# Are invariant measures of Markov Chains always rational?

Let $X_n$ be an positive recurrent, aperiodic Markov Chain and $T_0$ be the time of first return to state $0$. We learned in class that the invariant measure $\mathbf{y}$ of a Markov Chain can be written

$$y_i=\mathbf{E}\left[ \sum_{i=n}^\infty \mathbf{1}\{X_n=y_i\}\mathbf{1}\{n\leq T_0\}\right], \text{ and setting } y_0=1.$$

In other words, the entries of $\mathbf{y}$ are the number of visits to that state before returning to state $0$. This definition produces an invariant measure with entries $\in\mathbb{N}$. Since the stationary distribution $\mathbf{\pi}$ is just a normalized version of the unique invariant measure, does that mean that it's entries of $\mathbf{\pi}$ are always rational, even if the entries of the transition probability matrix aren't rational?

Since the stationary distribution of a Markov Chain is an eigenvector of the TPM, this would imply that matrices with transcendental components would always have a rational eigenvector, which seems... wrong.

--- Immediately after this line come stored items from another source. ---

PR #1565, opened 2024-04-25
Add Diagonal Assembly for AtPoints

jeremylt:
Adding diagonal assembly for AtPoints operators by probing each element with unit vectors

- [x] CPU impl
- [x] Tests

### DIFF
--- a/backends/ref/ceed-ref-operator.c
+++ b/backends/ref/ceed-ref-operator.c
@@ -1109,8 +1109,212 @@ static int CeedOperatorLinearAssembleQFunctionAtPointsUpdate_Ref(CeedOperator op
 }
 
 //------------------------------------------------------------------------------
-// Assemble Operator
+// Assemble Operator Diagonal AtPoints
 //------------------------------------------------------------------------------
+static int CeedOperatorLinearAssembleAddDiagonalAtPoints_Ref(CeedOperator op, CeedVector assembled, CeedRequest *request) {
+  bool                is_active_at_points = true;
+  CeedInt             num_points_offset = 0, num_input_fields, num_output_fields, num_elem, elem_size_active = 1, num_comp_active;
+  CeedScalar         *e_data[2 * CEED_FIELD_MAX] = {0};
+  Ceed                ceed;
+  CeedVector          point_coords = NULL, in_vec, out_vec;
+  CeedElemRestriction rstr_points  = NULL;
+  CeedQFunctionField *qf_input_fields, *qf_output_fields;
+  CeedQFunction       qf;
+  CeedOperatorField  *op_input_fields, *op_output_fields;
+  CeedOperator_Ref   *impl;
+
+  CeedCallBackend(CeedOperatorGetData(op, &impl));
+  CeedCallBackend(CeedOperatorGetNumElements(op, &num_elem));
+  CeedCallBackend(CeedOperatorGetQFunction(op, &qf));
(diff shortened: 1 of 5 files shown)


examples/petsc/bpsswarm.c
```diff
@@ -302,14 +303,9 @@ int main(int argc, char **argv) {
...
       PetscCall(PCSetType(pc, PCJACOBI));
-      PetscCall(PCJacobiSetType(pc, PC_JACOBI_ROWSUM));
+      PetscCall(PCJacobiSetType(pc, PC_JACOBI_DIAGONAL));
     } else {
       PetscCall(PCSetType(pc, PCNONE));
-      MatNullSpace nullspace;
-
-      PetscCall(MatNullSpaceCreate(PETSC_COMM_WORLD, PETSC_TRUE, 0, 0, &nullspace));
-      PetscCall(MatSetNullSpace(mat_O, nullspace));
-      PetscCall(MatNullSpaceDestroy(&nullspace));
```
jeremylt, line 312: I made the two match. Alternatively, we could add this to `bps.c`?

zatkins-dev: Ah, I think I copied from `bpssphere.c` originally -- if this isn't needed here I'm good with removing.

backends/ref/ceed-ref-operator.c
```diff
@@ -1109,8 +1109,212 @@ static int CeedOperatorLinearAssembleQFunctionAtPointsUpdate_Ref(CeedOperator op
...
+    CeedCallBackend(CeedElemRestrictionApplyAtPointsInElement(rstr_points, e, CEED_NOTRANSPOSE, point_coords, impl->point_coords_elem, request));
+    CeedCallBackend(CeedElemRestrictionGetNumPointsInElement(rstr_points, e, &num_points));
+
+    // Input basis apply for non-active bases
+    CeedCallBackend(CeedOperatorInputBasisAtPoints_Ref(e, num_points_offset, num_points, qf_input_fields, op_input_fields, num_input_fields, in_vec,
+                                                       impl->point_coords_elem, true, e_data, impl, request));
+
+    // Loop over points on element
+    e_vec_size = (is_active_at_points ? num_points : elem_size_active) * num_comp_active;
+    for (CeedInt s = 0; s < e_vec_size; s++) {
```
zatkins-dev, line 1192: Just to clarify, for our typical Jacobian operator at points, this is a loop over the nodes of each element that computes the diagonal contributions for that node from the points within that element, right?

I want to make sure we aren't doing something with like `O(num_points^2)`  complexity.

zatkins-dev (approved):
Looks good to me, thanks! Have you looked at any performance comparison between the old implementation and this one?

backends/ref/ceed-ref-operator.c
jeremylt: For our typical approach, we assemble the QF by repeated application of D [1, 0, 0...] and then compute the matrix triple product B D B^T and extract the element operator matrix diagonal. (we might be doing something clever there so we don't compute the full matrix triple product)

Here we are instead repeatedly applying B D B^T [1, 0, 0...] to build the element operator matrix diagonal.

This PR should be more expensive than our typical approach when we have consistent quadrature points in each element but less expensive than building B for every element

zatkins-dev: Gotcha, sounds good to me.

PR #1566, opened 2024-04-25
fluids: Use State in blasius context

jrwrigh:
Instead of storing velocity, temperature, and pressure separately, just store a `State` struct.

Also clarifies usage of `P0` in the `NewtonianIdealGasContext` struct.


jeremylt (approved):
All seems reasonable to me

PR #1571, opened 2024-04-29
fluids: Add CreateQData and CreateQDataBoundary functions

jrwrigh:
Create function for creating Qdata (ie. Separate the setup functions and other info from everything else)
So we can remove `ceed_data->qf_setup_sur`, which is used by the spanstats setup. This will also remove `spec_setup_{vol,sur}` as well.

Depends on https://github.com/CEED/libCEED/pull/1567

### DIFF
--- a/examples/fluids/src/qdata.c
+++ b/examples/fluids/src/qdata.c
@@ -1,0 +1,199 @@
+// Copyright (c) 2017-2024, Lawrence Livermore National Security, LLC and other CEED contributors.
+// All Rights Reserved. See the top-level LICENSE and NOTICE files for details.
+//
+// SPDX-License-Identifier: BSD-2-Clause
+//
+// This file is part of CEED:  http://github.com/ceed
+
+#include "../navierstokes.h"
+
+#include <petscsection.h>
+#include "../qfunctions/setupgeo.h"
+#include "../qfunctions/setupgeo2d.h"
+
+/**
+ * @brief Get number of components of quadrature data for domain
+ *
+ * @param[in]  dm          DM where quadrature data would be used
+ * @param[out] q_data_size Number of components of quadrature data
+ */
+PetscErrorCode QDataGetNumComponents(DM dm, CeedInt *q_data_size) {
+  PetscInt num_comp_x, dim;
+
+  PetscFunctionBeginUser;
+  PetscCall(DMGetDimension(dm, &dim));
+  {  // Get number of coordinate components
+    DM           dm_coord;
+    PetscSection section_coord;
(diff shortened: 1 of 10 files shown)


examples/fluids/src/qdata.c
```diff
@@ -0,0 +1,199 @@
...
+ * @param[in]  domain_label  DMLabel that quadrature data would be used one
+ * @param[in]  label_value   Value of label
+ * @param[in]  elem_restr_x  CeedElemRestriction of the coordinates (must match `domain_label` and `label_value` selections)
+ * @param[in]  basis_x       CeedBasis of the coordinates
+ * @param[in]  x_coord       CeedVector of the coordinates
+ * @param[out] elem_restr_qd CeedElemRestriction of the quadrature data
+ * @param[out] q_data        CeedVector of the quadrature data
+ * @param[out] q_data_size   number of components of quadrature data
+ */
+PetscErrorCode QDataGet(Ceed ceed, DM dm, DMLabel domain_label, PetscInt label_value, CeedElemRestriction elem_restr_x, CeedBasis basis_x,
```
jeremylt, line 73: Is there ever a point in which you will call `QDataGet` for the same volumetric region multiple times and might  want to re-use the q-data?

jrwrigh: Yep. That would help remove `ceed_data->elem_restr_qd_i` and `ceed_data->q_data`. I originally had this named `QDataCreate`, but realized I'd probably want to do that in the future, so changed to name to `Get`.

Primary roadblock there is how to ID a `{elem_restr_qdata, q_data, q_data_size}` tuple. I don't want to ID off of the DM, as many DMClones can (and currently do) use the same qdata. The other thought would be to always create a `elem_restr_qd`, then ID off of that, but idk if we have a `CeedElemRestrictionCompare` or a way to get equivalent functionality.

jrwrigh: Or, always create the `q_data` vector, then compare values (with some tolerance). A bit expensive, but pretty much fool proof.

jeremylt: We have an object corresponding to material region in Ratel and that object keeps track of the QData but I'm not entirely satisfied with it as a general purpose approach. I do think ultimately we'll want to attach to the DM as part of the eventual upstreaming to PETSc. Its not a blocker here but definitely something to think about as we are maturing the integration between PETSc and libCEED

jeremylt: For Ratel the material region keeps track of its own boundary since some of our boundary operators rely upon the material model selected for the region

jeremylt (approved):
There we go, Noether is happy now

PR #1573, opened 2024-05-01
fluids: Correct printing of MatTypes

jrwrigh:
This does a few things (beyond the title):

- Makes `MatCeedSetUpInnerMat` public
    - Previous usage of `MatConvert` did not actually work in my testing
    - Additionally, `MatConvert` does manual assembly of the matrix during the conversion, when all we want is a matrix ready for COO assembly.
    - @jeremylt I'm not sure if this is the "best" solution, but it was the simplest.
- Moves the run info printing to be done right before `TSSolve` is called
- Gets it's Amat and Pmat info from the `TS` directly.
    - This printing was incorrect previously
    
I'm not 100% sure on the format of the info being printed right now. A few questions for feedback:

Do we even want to print out `A MatType` or `P MatType` when running explicit? They don't really mean anything:
```
$ build/fluids-navierstokes -ceed /cpu/self/memcheck/blocked -options_file examples/fluids/gaussianwave.yaml -dm_plex_box_faces 2,2,1 -ts_max_steps 5 -degree 3 -implicit false -ts_type rk -stab supg -state_var conservative -mass_ksp_type gmres -mass_pc_jacobi_type diagonal

[...]
  PETSc:
    Box Faces                          : 2,2,1
    A MatType                          : seqaij
    P MatType                          : seqaij
```

Currently, instead of `shell`, it will print `ceed`. This obviously conflicts with the `-amat_type` flag. We could go with deprecating the `-amat_type` flag like I had proposed awhile back (and I think we all oked the idea? Relevant [Zulip link](https://phypid.zulipchat.com/#narrow/stream/232375-ceed-phasta/topic/Change.20default.20Amat.20type.20behavior/near/426357458). But not sure if we want to do that now.

### DIFF
--- a/examples/fluids/src/misc.c
+++ b/examples/fluids/src/misc.c
@@ -397,8 +397,10 @@ PetscErrorCode RegisterLogEvents() {
 }
 
 // Print information about the given simulation run
-PetscErrorCode PrintRunInfo(User user, Physics phys_ctx, ProblemData problem, MPI_Comm comm) {
-  Ceed ceed = user->ceed;
+PetscErrorCode PrintRunInfo(User user, Physics phys_ctx, ProblemData problem, TS ts) {
+  Ceed     ceed = user->ceed;
+  MPI_Comm comm = PetscObjectComm((PetscObject)ts);
+
   PetscFunctionBeginUser;
   // Header and rank
   char        host_name[PETSC_MAX_PATH_LEN];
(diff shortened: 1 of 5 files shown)


examples/fluids/src/petsc_ops.c
```diff
@@ -323,7 +321,7 @@ PetscErrorCode CreateSolveOperatorsFromMatCeed(KSP ksp, Mat mat_ceed, PetscBool
   }
 
   if (assemble_amat) {
-    PetscCall(MatConvert(mat_ceed, mat_ceed_inner_type, MAT_INITIAL_MATRIX, Amat));
+    PetscCall(MatCeedSetupInnerMat(mat_ceed, Amat));
```
jeremylt, line 324: We definitely don't want to `MatConvert` here for sure. We don't want to lose the `mat_ceed`.

This not what `MatCeedSetupInnerMat` is for per the description so I'd be really careful making a function public that was designed to only be working on internal data. The language around "InnerMat" would be very confusing.

How about

- Convert `MatCeedSetupInnerMat` to `MatCeedCreateMatCOO`
- Rename option `ceed_inner_mat_type` to `ceed_coo_mat_type`
- Split the COO setup out of `MatCeedAssembleCOO` into `MatCeedSetPreallocationCOO`
- Call `MatCeedSetPreallocationCOO` in both `MatCeedAssembleCOO` and `MatCeedCreateMatCOO`

Thoughts?

jrwrigh: > We definitely don't want to `MatConvert` here for sure. We don't want to lose the `mat_ceed`.

Well, `MatConvert` doesn't lose `mat_ceed`; it generates an entirely new matrix. We just can't use that matrix for COO assembly. Or at least that's my interpretation of the errors that came from trying to do that.

> This not what `MatCeedSetupInnerMat` is for per the description so I'd be really careful making a function public that was designed to only be working on internal data. The language around "InnerMat" would be very confusing.

Yeah, I initially tried to make a new function, but couldn't figure out what the structure should be (or the naming) and just went with publicizing `MatCeedSetupInnerMat` as the simplest proof-of-concept.

> 
> How about
>  * Convert `MatCeedSetupInnerMat` to `MatCeedCreateMatCOO`

:+1: 

>  * Rename option `ceed_inner_mat_type` to `ceed_coo_mat_type`

:+1: 

>  * Split the COO setup out of `MatCeedAssembleCOO` into `MatCeedSetPreallocationCOO`
>  * Call `MatCeedSetPreallocationCOO` in both `MatCeedAssembleCOO` and `MatCeedCreateMatCOO`

I think I prefer keeping assembly out of `MatCeedCreateMatCOO`. Based on other errors I was encountering, the assembly of our Jacobian matrix can't happen until the IFunction is run (and `jac_data` is populated) and the matrix creation needs to happen before TSSolve. I think also having `MatCeedCreateMatCOO` sounds more analogous to `DMCreateMat`, which also just creates an "empty" `Mat` object.

jeremylt: Right, I'm proposing that assembly doesn't happen during `MatCeedCreateMatCOO`, only setting the COO pattern

jrwrigh: Ope, misread. I guess I'm not sure why we'd want to have the COO preallocation in both `MatCeedCreateMatCOO` and `MatCeedAssembleCOO`? Leaving it only in `MatCeedAssembleCOO` is the simpler change; we can always migrate to COO-setup in both later.

jeremylt: My thinking was that you could View the Mat with the sparsity pattern already set out of the box. I can show you what I'm thinking in a quick Ratel MR - its the same complexity either way.

jeremylt: https://gitlab.com/micromorph/ratel/-/merge_requests/831

jrwrigh: https://github.com/CEED/libCEED/pull/1574

jrwrigh:
Alright, running the full gamit of (common) configurations, we have:

- Implicit with fully assembled preconditioner:
```
$ build/fluids-navierstokes -ceed /cpu/self/memcheck/blocked -options_file examples/fluids/gaussianwave.yaml -dm_plex_box_faces 2,2,1 -ts_max_steps 5 -degree 3 -amat_type shell -pc_type ilu -ts_alpha_radius 0.5

[...]
  PETSc:
    Box Faces                          : 2,2,1
    IJacobian A MatType                : ceed
    IJacobian P MatType                : seqaij
  Mesh:
```

- Implicit with MatCeed preconditioner (will display the inner COO MatType):
```
$ build/fluids-navierstokes -ceed /cpu/self/memcheck/blocked -options_file examples/fluids/gaussianwave.yaml -dm_plex_box_faces 2,2,1 -ts_max_steps 5 -degree 3 -amat_type shell -pc_type vpbjacobi -ts_alpha_radius 0.5

[...]
  PETSc:
    Box Faces                          : 2,2,1
    IJacobian A MatType                : ceed
    IJacobian P MatType                : ceed (COO MatType: aij)
  Mesh:
```

- Explicit (doesn't show the `IJacobian * MatType` at all)
```
$ build/fluids-navierstokes -ceed /cpu/self/memcheck/blocked -options_file examples/fluids/gaussianwave.yaml -dm_plex_box_faces 2,2,1 -ts_max_steps 5 -degree 3 -implicit false -ts_type rk -stab supg -state_var conservative -mass_ksp_type gmres -mass_pc_jacobi_type diagonal

[...]
  PETSc:
    Box Faces                          : 2,2,1
    Time Stepping Scheme               : explicit
  Mesh:
```

I'm pretty happy with this now.

examples/fluids/src/misc.c
```diff
@@ -397,7 +397,7 @@ PetscErrorCode RegisterLogEvents() {
 }
 
 // Print information about the given simulation run
-PetscErrorCode PrintRunInfo(User user, Physics phys_ctx, ProblemData problem, MPI_Comm comm) {
+PetscErrorCode PrintRunInfo(User user, Physics phys_ctx, ProblemData problem, TS ts, MPI_Comm comm) {
```
jedbrown, line 400: We don't need `comm` if we already pass a `TS`. (There is also `user->comm`, which should match.)

jedbrown (approved):

PR #1574, opened 2024-05-02
fluids: MatCeed and Ratel Updates

jrwrigh:
Sync with Ratel, mostly for MatCeed. Namely:
- `MatCeedCreateCOOMat`: https://gitlab.com/micromorph/ratel/-/merge_requests/831
- `MatCeedSetContextDouble`

*EDIT: moved to #1575*: Note @jeremylt I also added a `MatCeed{Get,Set}ContextReal` instead of the `MatCeedSet{Time,Dt,Shifts}`. I think that makes more sense than the application-specific `MatCeedSet*`for upstreaming to PETSc. I could see them as `RatelJacobianSet{Time,Dt,Shifts}` though.

### DIFF
--- a/examples/fluids/include/mat-ceed-impl.h
+++ b/examples/fluids/include/mat-ceed-impl.h
@@ -7,45 +7,16 @@
 #pragma once
 
 #include <ceed.h>
+#include <petsc-ceed.h>
 #include <petscdm.h>
 #include <petscmat.h>
 #include <petsc/private/petscimpl.h>
-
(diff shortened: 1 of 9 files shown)


jeremylt:
Do you have specific examples of context values you want to set that are not dt, time, or the shifts? I'd split this PR in half - one half syncing with Ratel and one half proposing an interface change.

jrwrigh:
PR split now.

jeremylt (approved):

• WHy do you think that the sum of that series is a rational number? (See math.stackexchange.com/questions/116269/…) Nov 11 '17 at 2:59
• Each sum is an integer but the expectation need not be an integer or even rational. Recall that even a Bernoulli r.v. can have an expectation anywhere in [0,1].
– Ian
Nov 11 '17 at 6:00
• I think I was thrown off taking $T_0$ to be a fixed time and not a random variable itself. I admit I feel kinda silly reading this question in the morning. Clearly an infinite series, and thanks for clarifying. Just leaving this post up to share my gratitude, and then I'll delete it. Nov 11 '17 at 16:41

Consider the discrete markov chain with probability transition matrix $\begin{pmatrix} 1- 1/\pi & 1/\pi \\ 1 & 0 \end{pmatrix}$. The stationary distribution is $(\frac{\pi}{\pi+1}, \frac{1}{\pi+1})$.